GCC has an interesting optimization that seems to eliminate the heap allocation altogether if it is unused. If we remove the loop initializing the allocated memory (and increase the size from 1024
to 1024 * 1024
), GCC is better than both the new and old clang interpreters:
$ hyperfine -r 30 -w 3 'bin/clang -c new-delete.cpp -std=c++23 -fconstexpr-steps=1000000000'
Benchmark 1: bin/clang -c new-delete.cpp -std=c++23 -fconstexpr-steps=1000000000
Time (mean ± σ): 1048.113 s ± 19.781 s [User: 783.382 s, System: 263.909 s]
Range (min … max): 1008.151 s … 1082.708 s 30 runs
$ hyperfine -r 30 -w 3 'bin/clang -c new-delete.cpp -std=c++23 -fconstexpr-steps=1000000000 -fexperimental-new-constant-interpreter'
Benchmark 1: bin/clang -c new-delete.cpp -std=c++23 -fconstexpr-steps=1000000000 -fexperimental-new-constant-interpreter
Time (mean ± σ): 439.9 ms ± 19.2 ms [User: 421.7 ms, System: 17.5 ms]
Range (min … max): 406.7 ms … 475.7 ms 30 runs
$ hyperfine -r 30 -w 3 '/usr/bin/g++ -c new-delete.cpp -std=c++23 -fconstexpr-ops-limit=1000000000'
Benchmark 1: /usr/bin/g++ -c new-delete.cpp -std=c++23 -fconstexpr-ops-limit=1000000000
Time (mean ± σ): 116.8 ms ± 23.8 ms [User: 101.0 ms, System: 15.7 ms]
Range (min … max): 91.4 ms … 152.4 ms 30 runs
In this case, clang with the current interpreter is much slower than both GCC and the bytecode interpreter. Note the logarithmic Y axis in Figure 5,

GCC is almost four times as fast as the bytecode interpreter. It either removes the heap allocation entirely or new + delete expressions are just very efficiently implemented. I have not profiled clang with the current interpreter thoroughly but I can imagine that zero-initializing the APValue (the data structure clang uses to represent compile-time evaluated values) of the array already takes that long.
Further work
There are still a few features that need to be implemented, and definitely a few underlying problems. I’ve added a clang:bytecode label in GitHub to track several of them in the upstream LLVM repository.

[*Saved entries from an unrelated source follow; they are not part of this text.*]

PR #13834, opened 2026-03-20
feat(cli): link github run id for dashboard

kennyderek:
Link GitHub run id for displaying in dashboard

### DIFF
--- a/packages/cli/generation/remote-generation/remote-workspace-runner/src/publishDocs.ts
+++ b/packages/cli/generation/remote-generation/remote-workspace-runner/src/publishDocs.ts
@@ -78,7 +78,7 @@ export function sanitizeRelativePathForS3(relativeFilePath: RelativeFilePath): R
 }
 
 interface CISource {
-    type: string;
+    type: "github" | "gitlab" | "bitbucket";
     repo?: string;
     runId?: string;
     runUrl?: string;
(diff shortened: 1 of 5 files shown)


packages/cli/generation/remote-generation/remote-workspace-runner/src/publishDocs.ts
```diff
@@ -77,6 +77,16 @@ export function sanitizeRelativePathForS3(relativeFilePath: RelativeFilePath): R
...
 
+interface CISource {
+    type: string;
+    repo?: string;
+    runId?: string;
+    runUrl?: string;
+    commitSha?: string;
+    branch?: string;
+    actor?: string;
+}
```
sbawabe, line 88: can we make this a discriminated union with specific `type` values rather than have everything be optional?

sbawabe: OR, if they all share the same metadata, specify expected values for `type`?

kennyderek: lgtm!     type: "github" | "gitlab" | "bitbucket";

sbawabe (approved):

PR #310, opened 2022-01-03
T32921 channel navigation

manuq:
https://phabricator.endlessm.com/T32921

### DIFF
--- a/packages/eos-components/src/components/NavBar.vue
+++ b/packages/eos-components/src/components/NavBar.vue
@@ -1,6 +1,6 @@
 <template>
   <b-navbar class="navbar px-0" :class="{ shadow: hasScrolled }" fixed="top">
-    <b-container>
+    <b-container fluid class="mx-3">
       <img v-if="showLogo" class="logo mr-3" :src="logo" @click="$emit('click-logo')">
       <slot></slot>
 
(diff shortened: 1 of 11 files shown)


packages/template-ui/package.json
```diff
@@ -20,7 +20,8 @@
     "vue": "^2.6.11",
     "vue-clamp": "^0.3.1",
     "vue-router": "^3.2.0",
-    "vuex": "^3.5.1"
+    "vuex": "^3.5.1",
+    "vue-material-design-icons": "^4.12.1"
```
danigm, line 24: I think this is because these icons are better than the default ones that we've in the bootstrap-vue lib: https://bootstrap-vue.org/docs/icons

danigm (changes requested):
Overall looks good to me. But there are some issues that should be fixed

packages/eos-components/src/components/NavBar.vue
```diff
@@ -16,7 +16,7 @@
   import EndlessLogo from '../assets/EndlessLogo.svg';
 
   export default {
-    name: 'Header',
+    name: 'NavBar',
```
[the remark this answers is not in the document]
manuq: Good point! I just created https://phabricator.endlessm.com/T32938 to work specifically in sync'ing PBS-Kids override after the main work is complete. I think that doing it now will deviate from the navigation goal.

packages/template-ui/package.json
manuq: Yes, currently we have a mix of icons, some from Bootstrap (provided by bootstrap-vue) and some for Material. Joana started adding Material icons for the play buttons, then in more and more places. I think we should use only the Material ones. I just created https://phabricator.endlessm.com/T32939 for unifying this. Needs Joana's decision first.

PR #312, opened 2022-01-04
template: Add button to go back in Header

manuq:
- Click does the same as going 1 back in window history.
- Style header buttons. This applies to the more/less buttons too.
- Remove conditional for header image in buttons or header background.

https://phabricator.endlessm.com/T32923

### DIFF
--- a/packages/template-ui/src/components/mixins/headerMixin.js
+++ b/packages/template-ui/src/components/mixins/headerMixin.js
@@ -27,8 +27,5 @@ export default {
     headerImageURL() {
       return this.sectionImageURL || this.getAssetURL('headerImage');
     },
-    hasHeaderImage() {
-      return this.headerImageURL !== null;
-    },
   },
 };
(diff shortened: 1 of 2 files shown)


packages/template-ui/src/components/mixins/headerMixin.js
```diff
@@ -27,8 +27,5 @@ export default {
     headerImageURL() {
       return this.sectionImageURL || this.getAssetURL('headerImage');
     },
-    hasHeaderImage() {
```
danigm, line 30: This method is also used in the `ChannelNavBar` component, maybe the same style should be removed there too.

https://github.com/endlessm/kolibri-explore-plugin/blob/T32923-back-button/packages/template-ui/src/components/ChannelNavBar.vue#L5

danigm (changes requested):
There's a problem with the `ChannelNavBar` component that uses the mixing modified.

```
Property or method "hasHeaderImage" is not defined on the instance but referenced during render
```

packages/template-ui/src/components/mixins/headerMixin.js
manuq: I remove it in the other PR. See #310

PR #313, opened 2022-01-05
Display zim full iframe

danigm:
https://phabricator.endlessm.com/T32928

### DIFF
--- a/packages/template-ui/src/views/Home.vue
+++ b/packages/template-ui/src/views/Home.vue
@@ -24,15 +24,6 @@
 
       <template v-if="isFilterEmpty">
         <template v-if="contentNodes.nodes.length">
-          <b-container v-if="displayHeroContent">
-            <CarouselCard
-              v-for="node in contentNodes.nodes"
-              :key="'node-' + node.id"
-              :node="node"
-              class="template-ui-hero-card"
-              @click="goToContent(node)"
-            />
-          </b-container>
           <CardGrid
             :nodes="contentNodes.nodes"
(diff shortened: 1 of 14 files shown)


packages/template-ui/src/views/Home.vue
```diff
@@ -117,7 +108,13 @@ export default {
       this.fetchCarouselNodes(),
       this.fetchContentNodes(),
       this.fetchSectionNodes(),
-    ]);
+    ]).then(() => {
+      if (this.displayHeroContent) {
+        const [first] = this.contentNodes.nodes;
+        // Showing the first node
+        this.goToContent(first);
+      }
```
dylanmccall, line 116: It looks like `displayHeroContent` isn't really doing what it says any more, so we should rename it :)

Also, I wonder what happens here if a channel has more than one content node? Perhaps we can change `displayHeroContent` to something like `defaultContentNode="12345abcdef"`, or make this only happen if `this.contentNodes.nodes.length === 1`?

dylanmccall (approved):
This looks fine to me :) One small concern, but feel free to merge when you're ready.

packages/template-ui/src/views/Home.vue
danigm: It shows just the first content node if there's more than one. I think it's simpler than the `defaultContentNode` configuration, but maybe it's a good idea to add that option and just fallback to the first if it's not set, so this can work correctly even if the content id changes in the channel.

danigm: I've added a commit to rename that option to the proposed one.

PR #314, opened 2022-01-05
T32923 back button 2

manuq:
https://phabricator.endlessm.com/T32923

### DIFF
--- a/packages/template-ui/src/components/DetailView.vue
+++ b/packages/template-ui/src/components/DetailView.vue
@@ -1,6 +1,8 @@
 <template>
   <b-container class="bg-white wrapper" fluid>
     <b-container class="main-container">
+      <h1>{{ title }}</h1>
+      <p>{{ subtitle }}</p>
       <slot>
       </slot>
     </b-container>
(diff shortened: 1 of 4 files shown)


packages/template-ui/src/components/DetailView.vue
```diff
@@ -1,6 +1,16 @@
...
+      <b-button
+        href="#"
+        pill
+        variant="light"
+        size="sm"
+        class="my-3 pl-0"
+        @click="$router.go(-1)"
+      >
+        <span><ArrowLeft />Back</span>
+      </b-button>
```
danigm, line 13: Maybe it could be a good idea to create a new component with just this button if it should looks similar in different views.

danigm (approved):
Looks good to me.

packages/template-ui/src/components/DetailView.vue
manuq: Yes. Let's see if it's worth because I think Joana made them with different styles. The one in the header has some transparency.

PR #315, opened 2022-01-06
T32919 discovery navbar

manuq:
https://phabricator.endlessm.com/T32919


.pre-commit-config.yaml
```diff
@@ -17,10 +17,10 @@ repos:
   - id: reorder-python-imports
 - repo: local
   hooks:
-  - id: lint-frontend
+  - id: lint-frontend-format
     name: Linting of JS, Vue, SCSS and CSS files on the frontend
     description: This hook handles all frontend linting for Kolibri
-    entry: yarn run lint-frontend
+    entry: yarn run lint-frontend:format
```
danigm, line 23: maybe it's better to do this change in a different commit.

kolibri_explore_plugin/assets/src/components/DiscoveryNavBar.vue
```diff
@@ -2,23 +2,30 @@
 
   <NavBar class="discovery-navbar">
     <img class="logo mr-3" :src="logo">
-    <b-button-group>
-      <b-nav-text class="btn pl-0 text-primary" @click="goBack">
+    <b-button-group class="mx-auto">
```
danigm, line 5: This is not centering the content in the whole bar space, it's centering in the available space, so it's not really centered because the right widget is larger, so it's placed a bit to the left.

Maybe we can use this simple css positioning that I've found in [stackoverflow](https://stackoverflow.com/a/42181069):

```
.abs-center-x {
    position: absolute;
    left: 50%;
    transform: translateX(-50%);
}
```

danigm (approved):
Overall looks good to me. I've just found a problem with the centering of the tabs, but it's not a blocker, we can improve in a following PR.

Also a nitpick about the change in the lint configuration change to go to a different commit.

kolibri_explore_plugin/assets/src/components/DiscoveryNavBar.vue
manuq: Thanks for checking! I really dislike the absolute positioning for this. Let's ask Joana when she's back and polish accordingly.

.pre-commit-config.yaml
manuq: Yeah. The problem was that pre-commit wouldn't let me commit when the configuration is changed. But I'll split it!

PR #316, opened 2022-01-07
discovery: Improve going back the custom presentation

manuq:
Go back to the corresponding page, not always to the home page as
before.

- vue-router handler: Store the current page in the vuex state before
navigating to the custom presentation.

- Custom channel presentation: Use that state when the event from the
  custom presentation happens to navigate programatically to it.

Also fixes the Navigation cancelled error that happened always when
going back from a custom presentation.

https://phabricator.endlessm.com/T32915


danigm (approved):
Looks good to me

PR #317, opened 2022-01-07
Improve detail page

danigm:
https://phabricator.endlessm.com/T32916

### DIFF
--- a/packages/eos-components/src/components/PlayButton.vue
+++ b/packages/eos-components/src/components/PlayButton.vue
@@ -1,7 +1,8 @@
 <template>
   <b-button
     pill
-    size="sm"
+    :size="size"
+    :block="block"
     :variant="`${kind}-${variant}`"
     class="border-0 pb-1 pl-1 play-button pt-1 text-nowrap"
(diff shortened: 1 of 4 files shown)


packages/eos-components/src/components/PlayButton.vue
```diff
@@ -1,7 +1,8 @@
 <template>
   <b-button
     pill
-    size="sm"
+    :size="size"
+    :block="block"
```
manuq, line 5: :+1:

packages/template-ui/src/views/Content.vue
```diff
@@ -5,8 +5,15 @@
       :title="content.title"
       :subtitle="subtitle"
     >
+      <b-row class="my-3">
+        <b-col xs="12" md="6">
```
manuq, line 9: So with this the card occupies half of the width in large screens. I don't think this is Joana's intention but is a good start, so it's ready for merging. But please mention this implementation decision in the commit message before merging.

manuq (approved):

PR #318, opened 2022-01-10
discovery: keep the SearchPage state during navigation

danigm:
Use the keep-alive wrap in the SearchPage to keep the page state.

https://phabricator.endlessm.com/T32940


dylanmccall (approved):
Ooh, `keep-alive` is interesting! This looks good to me :)

PR #320, opened 2022-01-11
Discovery: Don't show debug info in iframes

danigm:
https://phabricator.endlessm.com/T32946


dylanmccall (approved):
Yay! Thanks for fixing this :)

PR #322, opened 2022-01-12
components: Detect bootstrap breakpoints in realtime

danigm:
The kolibri-explore-plugin module is built using kolibri-tools and the
import of styles.scss variables doesn't work there, so the
responsiveMixin is not giving the correct values.

This patch detects the breakpoint in the document styles in real time
instead loading from the scss in build time.

https://phabricator.endlessm.com/T32947

### DIFF
--- a/packages/eos-components/src/components/mixins/responsiveMixin.js
+++ b/packages/eos-components/src/components/mixins/responsiveMixin.js
@@ -1,5 +1,3 @@
-import { sm, md, lg, xl } from '../../styles.scss';
-
 export default {
   data() {
     return {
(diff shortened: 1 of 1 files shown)


packages/eos-components/src/components/mixins/responsiveMixin.js
```diff
@@ -58,5 +59,20 @@ export default {
     onXlChange(ev) {
       this.xl = ev.matches;
     },
+    getBreakpoints() {
+      if (!this.breakpointValues) {
+        // Get breakpoints defined by bootstrap styles. This code is based on:
+        // https://github.com/shaack/bootstrap-detect-breakpoint/blob/master/src/bootstrap-detect-breakpoint.js
```
manuq, line 65:
```suggestion
        // Get breakpoints defined by bootstrap styles. Ideally we should be able to just import the variables like:
        // import { sm, md, lg, xl } from '../../styles.scss';
        // But unfortunately kolibri-tools is not capable of doing such import. 
        // This code is based on:
        // https://github.com/shaack/bootstrap-detect-breakpoint/blob/master/src/bootstrap-detect-breakpoint.js
```

manuq (approved):
This looks good and it shouldn't affect the performance much. Still it would be much better to solve this in kolibri-tools than doing this runtime check. So could you add a comment about it?

And we have another import like this in cardMixin:
```
import { cardImageAspectRatio } from '../../styles.scss';
```
I wonder if that is problematic too.

PR #327, opened 2022-01-14
Update channel search

danigm:
https://phabricator.endlessm.com/T32930


packages/template-ui/src/components/SectionsSearchRow.vue
```diff
@@ -1,24 +1,14 @@
...
-      </b-col>
-    </b-row>
+    <MainSections>
+      <b-button
+        class="font-weight-bold my-1 text-nowrap"
+        variant="link"
+        to="/search"
+      >
+        <b-icon-search class="mr-1" />
+        Search Keywords
```
manuq, line 10: Great! Adding the link inside a slot works for me.

packages/eos-components/src/components/Keywords.vue
```diff
@@ -0,0 +1,34 @@
...
+      v-for="w in words"
+      :key="w"
+      pill
+      variant="outline-primary"
+      class="mx-1 pr-1 py-1"
+      @click="$emit('click', w)"
+    >
+      {{ w }}
+      <slot>
+        <CloseIcon :size="20" class="ml-2" />
```
manuq, line 13: The `size` here is a constant, so I think that it doesn't need to be dynamic. I. e. it doesn't need to be a v-bind (or in this case the `:` shorthand)

manuq (approved):
Excellent! Very well split in individual commits, which makes the review a piece of cake. Only a nit comment to be fixed.

packages/eos-components/src/components/Keywords.vue
danigm: The `:` is needed because the size on material icon components should be a number and not an string:
```
Invalid prop: type check failed for prop "size". Expected Number with value 20, got String with value "20".
```

In any case, I'm moving this to the `constants.js` file so it's not defined here.

manuq: Ah OK, good!

PR #329, opened 2022-01-14
Back to top

danigm:
https://phabricator.endlessm.com/T32922

### DIFF
--- a/packages/template-ui/src/App.vue
+++ b/packages/template-ui/src/App.vue
@@ -1,5 +1,6 @@
 <template>
   <div id="app" class="d-flex flex-column h-100">
+    <BackToTop />
     <!-- Wrapper needed to fix flexbox footer positioning on IE11 -->
     <div class="flex-fill flex-shrink-0">
       <router-view />


packages/eos-components/src/components/BackToTop.vue
```diff
@@ -0,0 +1,59 @@
...
+  }
+</script>
+
+<style lang="scss" scoped>
+  @import '../styles.scss';
+
+  .back-to-top {
+    position: fixed;
+    bottom: 10px;
+    right: 10px;
```
manuq, line 49: Let's use the `$spacer` variable here instead of hardcoding. Doing that ensures that all fits in the grid. Also, adding hardcoded values here and there makes the project very messy and hard to maintain. This comes up a lot in reviews, please remind it.

manuq (commented):
Looks great. Feel free to merge after fixing the hardcoded spacing.

packages/eos-components/src/components/BackToTop.vue
danigm: Good catch, I've just replaced that with `$spacer`.

PR #103, opened 2018-11-22
3_TonyClient reads history location from tony-site.xml

pdtran3k6:
Addressing https://github.com/linkedin/TonY/issues/97, from the TonyClient side. Also did some minor refactoring.

### DIFF
--- a/tony-core/src/main/java/com/linkedin/tony/TonyClient.java
+++ b/tony-core/src/main/java/com/linkedin/tony/TonyClient.java
@@ -73,6 +73,8 @@ import org.apache.hadoop.yarn.server.nodemanager.containermanager.runtime.Contai
 import org.apache.hadoop.yarn.util.ConverterUtils;
 import org.apache.hadoop.yarn.util.Records;
 
+import static com.linkedin.tony.Constants.*;
+
 
 /**
  * User entry point to submit tensorflow job.
@@ -82,9 +84,10 @@ public class TonyClient implements AutoCloseable {
 
   private static final String APP_TYPE = "TENSORFLOW";
   private static final String ARCHIVE_SUFFIX = "tony_archive.zip";
-  private static final String CORE_SITE_CONF = YarnConfiguration.CORE_SITE_CONFIGURATION_FILE;
-  private static final String HADOOP_CONF_DIR = ApplicationConstants.Environment.HADOOP_CONF_DIR.key();
-  private static final String HDFS_SITE_CONF = "hdfs-site.xml";
+  private static final String TONY_CONF_DIR = Constants.TONY_CONF_DIR;
+  private static final String TONY_SITE_CONF = Constants.TONY_SITE_CONF;
+  private static final String TONY_DEFAULT_XML = Constants.TONY_DEFAULT_XML;
+  private static final String TONY_XML = Constants.TONY_XML;
 
   // Configurations
   private YarnClient yarnClient;
@@ -142,7 +145,6 @@ public class TonyClient implements AutoCloseable {
   private boolean run() throws IOException, InterruptedException, URISyntaxException, YarnException {
     LOG.info("Starting client..");
     yarnClient.start();
-
     YarnClientApplication app = yarnClient.createApplication();
     GetNewApplicationResponse appResponse = app.getNewApplicationResponse();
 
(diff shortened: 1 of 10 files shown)


tony-core/src/main/java/com/linkedin/tony/Utils.java
```diff
@@ -416,5 +421,24 @@ public static void printWorkerTasksCompleted(AtomicInteger completedWTasks, long
     LOG.info("Completed worker tasks: " + completedWTasks.get() + " out of " + totalWTasks + " worker tasks." );
   }
 
+  public static Configuration addResourceToConfig(Configuration tonyConf, CommandLine cliParser) {
```
oliverhu: this refactoring looks weird. it is fine to keep this portion of code inside `init()` function.

tony-core/src/main/java/com/linkedin/tony/TonyClient.java
```diff
@@ -82,9 +82,13 @@
 
   private static final String APP_TYPE = "TENSORFLOW";
   private static final String ARCHIVE_SUFFIX = "tony_archive.zip";
-  private static final String CORE_SITE_CONF = YarnConfiguration.CORE_SITE_CONFIGURATION_FILE;
-  private static final String HADOOP_CONF_DIR = ApplicationConstants.Environment.HADOOP_CONF_DIR.key();
-  private static final String HDFS_SITE_CONF = "hdfs-site.xml";
+  private static final String CORE_SITE_CONF = Constants.CORE_SITE_CONF;
+  private static final String HADOOP_CONF_DIR = Constants.HADOOP_CONF_DIR;
+  private static final String HDFS_SITE_CONF = Constants.HDFS_SITE_CONF;
+  private static final String TONY_CONF_DIR = Constants.TONY_CONF_DIR;
```
erwa: No need to redefine all these constants here if they're already defined in `Constants`. Just directly reference `Constants.XXX` when needed.

tony-core/src/main/java/com/linkedin/tony/Utils.java
erwa: Agreed. I think this could be a private method in `TonyClient` called `initTonyConf()`. What the method does seems specific to the TonyClient (preparing its Configuration) rather than a general utility method.

tony-core/src/test/java/com/linkedin/tony/TestTonyConfigurationFields.java
```diff
@@ -32,6 +32,9 @@ public void initializeMemberVariables() {
     xmlPropsToSkipCompare.add(TonyConfigurationKeys.getGPUsKey(Constants.WORKER_JOB_NAME));
     xmlPropsToSkipCompare.add(TonyConfigurationKeys.getResourcesKey(Constants.WORKER_JOB_NAME));
     configurationPropsToSkipCompare.add(TonyConfigurationKeys.DOCKER_IMAGE);
+    // These properties are in TonyConfigurationKeys, but not in tony-default.xml
+    // so we skip this check
+    configurationPropsToSkipCompare.add(TonyConfigurationKeys.TONY_HISTORY_LOCATION);
```
erwa: Why do you want to skip checking this config? I think it's informative to have a default value present in `tony-default.xml`.

tony-core/src/main/java/com/linkedin/tony/TonyClient.java
oliverhu: +1

tony-core/src/main/java/com/linkedin/tony/Utils.java
pdtran3k6: 👍

tony-core/src/main/java/com/linkedin/tony/TonyClient.java
pdtran3k6: 👍

tony-core/src/test/java/com/linkedin/tony/TestTonyConfigurationFields.java
pdtran3k6: Discussed offline. We should not skip this check as all the configurations in tony-site.xml will also be in tony-default.xml.

PR #107, opened 2018-11-26
6_WIP_TonyAM_dispatchEvents

pdtran3k6:


tony-core/build.gradle
```diff
@@ -13,6 +16,7 @@ dependencies {
   compile deps.hadoop.yarn_client
   compile deps.hadoop.yarn_common
   compile deps.external.zip4j
+  compile deps.external.avro
```
erwa: Let's keep alphabetized

tony-core/build.gradle
```diff
@@ -1,3 +1,6 @@
+plugins {
+  id "com.commercehub.gradle.plugin.avro" version "0.9.0"
```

I'll continue working on this project, and I’ve also asked for help on the LLVM Discourse. Other people have also implemented a lot of the recent vector elementwise builtins. So if you’re interested, you can always try to compile your favorite C or C++ project with -fexperimental-new-constant-interpreter and report all problems (or successes!) you find. Any implementation help is also highly appreciated, of course.
Part of me hopes that this is the last blog post I write about this topic, but see you next year!